Task to complete: The answer is every line of the records that holds the word "marbleSpawner", copied in full.

Source material:
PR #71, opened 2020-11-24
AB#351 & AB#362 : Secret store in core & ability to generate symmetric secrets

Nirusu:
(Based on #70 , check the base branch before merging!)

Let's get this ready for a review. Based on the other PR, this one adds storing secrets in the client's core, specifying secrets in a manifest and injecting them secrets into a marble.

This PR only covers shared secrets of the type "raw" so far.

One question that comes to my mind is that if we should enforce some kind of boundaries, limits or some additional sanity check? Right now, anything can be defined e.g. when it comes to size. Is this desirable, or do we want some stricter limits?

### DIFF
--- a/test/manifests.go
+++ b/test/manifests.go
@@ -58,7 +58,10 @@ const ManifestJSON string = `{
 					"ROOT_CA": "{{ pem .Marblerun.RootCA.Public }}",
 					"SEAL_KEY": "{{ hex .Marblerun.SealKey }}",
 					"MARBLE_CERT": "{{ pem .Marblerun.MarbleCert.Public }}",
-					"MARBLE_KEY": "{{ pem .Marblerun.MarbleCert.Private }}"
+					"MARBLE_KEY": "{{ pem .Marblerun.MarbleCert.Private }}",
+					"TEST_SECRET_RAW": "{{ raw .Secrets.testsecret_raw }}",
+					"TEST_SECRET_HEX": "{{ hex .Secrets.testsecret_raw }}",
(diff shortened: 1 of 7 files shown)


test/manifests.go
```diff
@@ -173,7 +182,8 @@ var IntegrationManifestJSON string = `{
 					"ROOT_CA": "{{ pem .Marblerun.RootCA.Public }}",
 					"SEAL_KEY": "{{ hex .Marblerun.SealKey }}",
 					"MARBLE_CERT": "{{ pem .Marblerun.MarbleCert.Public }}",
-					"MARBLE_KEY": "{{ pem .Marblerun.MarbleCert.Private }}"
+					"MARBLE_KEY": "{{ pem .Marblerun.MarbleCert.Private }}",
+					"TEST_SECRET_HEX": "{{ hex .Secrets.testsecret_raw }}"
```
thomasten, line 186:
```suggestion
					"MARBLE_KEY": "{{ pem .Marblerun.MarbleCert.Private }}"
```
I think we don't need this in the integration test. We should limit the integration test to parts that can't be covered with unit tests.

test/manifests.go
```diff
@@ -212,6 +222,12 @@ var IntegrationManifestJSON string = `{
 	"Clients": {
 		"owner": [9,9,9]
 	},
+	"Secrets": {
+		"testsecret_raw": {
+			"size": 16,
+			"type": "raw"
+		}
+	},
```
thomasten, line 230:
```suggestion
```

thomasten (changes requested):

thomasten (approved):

==

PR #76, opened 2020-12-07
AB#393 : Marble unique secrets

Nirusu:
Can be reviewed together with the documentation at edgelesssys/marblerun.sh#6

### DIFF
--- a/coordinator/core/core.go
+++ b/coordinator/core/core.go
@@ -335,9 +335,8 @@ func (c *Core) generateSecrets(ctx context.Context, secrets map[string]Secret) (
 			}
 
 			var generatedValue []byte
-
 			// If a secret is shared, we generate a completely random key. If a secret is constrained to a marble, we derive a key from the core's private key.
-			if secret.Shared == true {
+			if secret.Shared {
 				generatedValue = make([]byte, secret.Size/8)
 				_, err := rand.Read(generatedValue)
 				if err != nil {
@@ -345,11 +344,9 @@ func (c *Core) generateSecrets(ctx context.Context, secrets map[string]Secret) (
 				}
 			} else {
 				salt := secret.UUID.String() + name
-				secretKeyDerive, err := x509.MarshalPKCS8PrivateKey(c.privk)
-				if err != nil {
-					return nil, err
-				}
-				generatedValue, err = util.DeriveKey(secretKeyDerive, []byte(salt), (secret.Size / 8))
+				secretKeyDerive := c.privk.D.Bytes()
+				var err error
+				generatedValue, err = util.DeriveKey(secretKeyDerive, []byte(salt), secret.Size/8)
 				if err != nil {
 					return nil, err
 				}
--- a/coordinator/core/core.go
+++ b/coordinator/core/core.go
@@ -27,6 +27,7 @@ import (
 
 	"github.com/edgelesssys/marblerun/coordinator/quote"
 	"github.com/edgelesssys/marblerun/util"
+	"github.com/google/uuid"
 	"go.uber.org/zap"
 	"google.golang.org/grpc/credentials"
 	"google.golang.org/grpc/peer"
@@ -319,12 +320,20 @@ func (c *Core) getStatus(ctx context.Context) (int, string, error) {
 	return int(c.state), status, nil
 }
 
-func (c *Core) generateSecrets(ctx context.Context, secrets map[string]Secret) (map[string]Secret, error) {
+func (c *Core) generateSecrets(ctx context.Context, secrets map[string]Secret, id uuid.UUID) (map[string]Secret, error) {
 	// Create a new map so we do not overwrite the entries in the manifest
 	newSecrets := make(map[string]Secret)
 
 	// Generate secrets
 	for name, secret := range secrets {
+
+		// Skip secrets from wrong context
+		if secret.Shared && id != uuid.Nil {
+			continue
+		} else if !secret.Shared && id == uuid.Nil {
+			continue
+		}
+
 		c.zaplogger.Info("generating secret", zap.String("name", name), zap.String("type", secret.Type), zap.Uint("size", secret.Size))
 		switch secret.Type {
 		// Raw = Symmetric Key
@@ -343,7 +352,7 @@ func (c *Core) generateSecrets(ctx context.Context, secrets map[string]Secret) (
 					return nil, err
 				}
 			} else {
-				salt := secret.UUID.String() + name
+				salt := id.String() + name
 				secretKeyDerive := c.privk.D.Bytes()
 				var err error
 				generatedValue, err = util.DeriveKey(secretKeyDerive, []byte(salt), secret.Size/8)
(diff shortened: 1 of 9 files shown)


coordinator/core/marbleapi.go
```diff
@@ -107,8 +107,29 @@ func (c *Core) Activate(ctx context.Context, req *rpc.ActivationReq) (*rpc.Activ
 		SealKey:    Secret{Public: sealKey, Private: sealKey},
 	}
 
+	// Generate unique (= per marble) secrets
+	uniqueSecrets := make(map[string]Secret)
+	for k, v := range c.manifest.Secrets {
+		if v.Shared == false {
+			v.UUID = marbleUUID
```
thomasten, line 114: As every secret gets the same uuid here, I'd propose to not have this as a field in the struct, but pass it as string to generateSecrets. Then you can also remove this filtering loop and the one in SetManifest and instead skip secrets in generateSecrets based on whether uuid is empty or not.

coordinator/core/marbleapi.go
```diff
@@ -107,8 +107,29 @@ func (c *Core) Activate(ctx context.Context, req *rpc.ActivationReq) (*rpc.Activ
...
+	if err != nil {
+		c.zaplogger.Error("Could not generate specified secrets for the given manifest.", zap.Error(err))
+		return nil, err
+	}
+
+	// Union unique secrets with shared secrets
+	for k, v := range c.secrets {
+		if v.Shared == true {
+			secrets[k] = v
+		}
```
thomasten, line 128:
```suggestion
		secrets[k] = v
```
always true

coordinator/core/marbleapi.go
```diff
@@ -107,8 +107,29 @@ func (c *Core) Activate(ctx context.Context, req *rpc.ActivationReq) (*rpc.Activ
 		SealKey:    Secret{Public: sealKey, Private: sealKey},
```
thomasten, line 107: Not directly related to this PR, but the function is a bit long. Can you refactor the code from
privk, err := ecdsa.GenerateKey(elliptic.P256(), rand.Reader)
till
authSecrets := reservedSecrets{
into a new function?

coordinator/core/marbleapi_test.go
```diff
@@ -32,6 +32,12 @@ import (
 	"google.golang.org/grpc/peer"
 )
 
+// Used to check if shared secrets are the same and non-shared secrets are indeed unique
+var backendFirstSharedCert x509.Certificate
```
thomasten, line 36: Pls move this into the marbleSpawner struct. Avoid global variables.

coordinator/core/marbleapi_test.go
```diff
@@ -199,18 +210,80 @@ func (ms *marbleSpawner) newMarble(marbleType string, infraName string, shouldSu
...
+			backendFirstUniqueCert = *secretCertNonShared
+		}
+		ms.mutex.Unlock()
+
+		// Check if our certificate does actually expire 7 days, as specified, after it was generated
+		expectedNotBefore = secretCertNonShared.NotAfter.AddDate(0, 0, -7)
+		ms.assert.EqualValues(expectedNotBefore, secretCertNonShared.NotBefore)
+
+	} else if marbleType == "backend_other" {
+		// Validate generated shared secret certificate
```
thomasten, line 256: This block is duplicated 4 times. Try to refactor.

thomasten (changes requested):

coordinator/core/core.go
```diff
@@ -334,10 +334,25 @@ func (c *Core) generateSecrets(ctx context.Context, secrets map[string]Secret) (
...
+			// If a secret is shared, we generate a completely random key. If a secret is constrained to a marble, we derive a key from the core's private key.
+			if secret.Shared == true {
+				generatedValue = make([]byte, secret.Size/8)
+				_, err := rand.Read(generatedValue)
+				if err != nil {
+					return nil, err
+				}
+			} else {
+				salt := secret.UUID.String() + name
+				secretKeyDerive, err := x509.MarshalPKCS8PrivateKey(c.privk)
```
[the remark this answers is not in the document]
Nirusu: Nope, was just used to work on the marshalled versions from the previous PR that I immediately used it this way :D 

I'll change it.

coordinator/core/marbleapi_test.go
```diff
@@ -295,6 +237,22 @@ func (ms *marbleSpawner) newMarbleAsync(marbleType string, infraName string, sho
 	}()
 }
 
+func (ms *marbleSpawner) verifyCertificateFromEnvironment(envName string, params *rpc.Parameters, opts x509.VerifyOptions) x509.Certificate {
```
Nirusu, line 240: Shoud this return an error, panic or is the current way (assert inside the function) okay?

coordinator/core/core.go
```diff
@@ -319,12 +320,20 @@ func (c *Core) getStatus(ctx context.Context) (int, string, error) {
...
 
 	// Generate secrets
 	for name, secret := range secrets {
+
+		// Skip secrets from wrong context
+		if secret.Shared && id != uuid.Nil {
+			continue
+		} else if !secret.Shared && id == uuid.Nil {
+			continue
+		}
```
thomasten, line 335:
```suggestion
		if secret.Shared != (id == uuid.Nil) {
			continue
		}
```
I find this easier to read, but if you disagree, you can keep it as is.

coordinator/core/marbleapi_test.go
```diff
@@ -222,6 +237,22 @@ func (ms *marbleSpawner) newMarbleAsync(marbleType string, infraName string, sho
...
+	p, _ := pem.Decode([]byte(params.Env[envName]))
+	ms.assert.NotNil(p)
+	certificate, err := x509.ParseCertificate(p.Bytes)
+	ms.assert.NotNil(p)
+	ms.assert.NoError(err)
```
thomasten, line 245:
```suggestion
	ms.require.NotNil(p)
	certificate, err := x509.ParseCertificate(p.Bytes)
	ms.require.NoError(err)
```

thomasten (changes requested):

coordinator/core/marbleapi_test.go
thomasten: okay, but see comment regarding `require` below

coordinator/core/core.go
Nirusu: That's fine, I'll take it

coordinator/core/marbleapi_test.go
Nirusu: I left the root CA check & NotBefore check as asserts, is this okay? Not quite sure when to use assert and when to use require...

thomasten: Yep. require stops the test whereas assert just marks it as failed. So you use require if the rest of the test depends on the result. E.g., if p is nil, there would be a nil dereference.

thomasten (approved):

Output below:
thomasten, line 36: Pls move this into the marbleSpawner struct. Avoid global variables.
@@ -199,18 +210,80 @@ func (ms *marbleSpawner) newMarble(marbleType string, infraName string, shouldSu
@@ -295,6 +237,22 @@ func (ms *marbleSpawner) newMarbleAsync(marbleType string, infraName string, sho
+func (ms *marbleSpawner) verifyCertificateFromEnvironment(envName string, params *rpc.Parameters, opts x509.VerifyOptions) x509.Certificate {
@@ -222,6 +237,22 @@ func (ms *marbleSpawner) newMarbleAsync(marbleType string, infraName string, sho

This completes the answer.